• _Work request_:
Within the listing below, how many lines hold the string "these"? Only the number is wanted.

• _Exercise data_:
PR #1280, opened 2022-07-01
CHROMIUMOS test-configs-chromeos.yaml: Remove blocklist for cros

nuclearcat:
As we need cros://chromeos-5.10/x86_64/chromiumos-x86_64.flavour.config
for proper qemu support, we should remove "cros" from blocklist.
Device already have proper filter.
It will solve issue with missing tests for -fixed tests.

### DIFF
--- a/config/core/test-configs-chromeos.yaml
+++ b/config/core/test-configs-chromeos.yaml
@@ -9,7 +9,6 @@ test_plans:
     <<: *cros-boot
     filters: &cros-filters-fixed
       - blocklist: { defconfig: ['kselftest'] }
-      - blocklist: { defconfig: ['cros'] }
     params:
       fixed_kernel: true
 
@@ -25,7 +24,6 @@ test_plans:
     base_name: cros-boot-fixed
     filters: &cros-qemu-filters-fixed
       - blocklist: { defconfig: ['kselftest'] }
-      - blocklist: { defconfig: ['cros'] }
       - passlist: { lab: ['lab-collabora-staging', 'lab-collabora'] }
     params:
       fixed_kernel: true


gctucker (changes requested):
This is for the `-fixed` tests, which don't use the kernel built by KernelCI. The point of the filters was to only run these tests once since all of them use the same kernel binaries anyway.

gctucker:
So I think this PR should be closed.

nuclearcat:
I suggest to keep it, because of 2 reasons:
1)
> This is for the `-fixed` tests, which don't use the kernel built by KernelCI. The point of the filters was to only run these tests once since all of them use the same kernel binaries anyway.
-fixed tests are trigged now by kernel build, with this filter, by any kernel that doesnt contain "cros" (even they dont use this kernel build), which likely means either vanilla kernel or just x86_chromebook fragment. If both are built, i assume fixed test might be fired twice for same kernel release.
-hp-x360-12b-ca0010nr-n4020-octopus_chromeos and qemu_x86_64-uefi-chromeos have filters for chromeos kernel that require to be built with "cros://" fragments.
That means -fixed tests will never run, which is happening and reason why this PR made.

2)It is good to have same kernel triggering in jenkins -fixed and kernel tests, for better consistency and timing. Sometimes pineview for example is not built, and we will have cros-tast-fixed results, but we will not have matching cros-tast results.

gctucker:
> I suggest to keep it, because of 2 reasons: 1)
> 
> > This is for the `-fixed` tests, which don't use the kernel built by KernelCI. The point of the filters was to only run these tests once since all of them use the same kernel binaries anyway.
> 
> -fixed tests are trigged now by kernel build, with this filter, by any kernel that doesnt contain "cros" (even they dont use this kernel build), which likely means either vanilla kernel or just x86_chromebook fragment. If both are built, i assume fixed test might be fired twice for same kernel release. -hp-x360-12b-ca0010nr-n4020-octopus_chromeos and qemu_x86_64-uefi-chromeos have filters for chromeos kernel that require to be built with "cros://" fragments. That means -fixed tests will never run, which is happening and reason why this PR made.

I guess the difference now is that devices have more filters to run with only one kernel, including QEMU. So dropping some filters in the test plans may not mean more jobs will be run.

> 2)It is good to have same kernel triggering in jenkins -fixed and kernel tests, for better consistency and timing. Sometimes pineview is not built, and we have cros-tast-fixed results, but we wont have matching cros-tast results.

There is really no point in running the `-fixed` tests with more than one kernel on each platform. If some kernel builds are missing that's another issue to fix.


There appear to be lots of issues with running Chrome OS tests now as there's only a couple of results and no `-fixed` results at all:
https://chromeos.kernelci.org/test/job/kernelci/branch/chromeos-stable/kernel/chromeos-stable-20220706.0/plan/cros-boot/

The regular 5.10 job got more results a few days ago:
https://chromeos.kernelci.org/test/job/stable/branch/linux-5.10.y/kernel/v5.10.128/

I guess we can merge this and when we have jobs working again and producing all the results then we can double check that none of the `-fixed` tests are run twice to avoid wasting lab capacity.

• _Completed task_:
3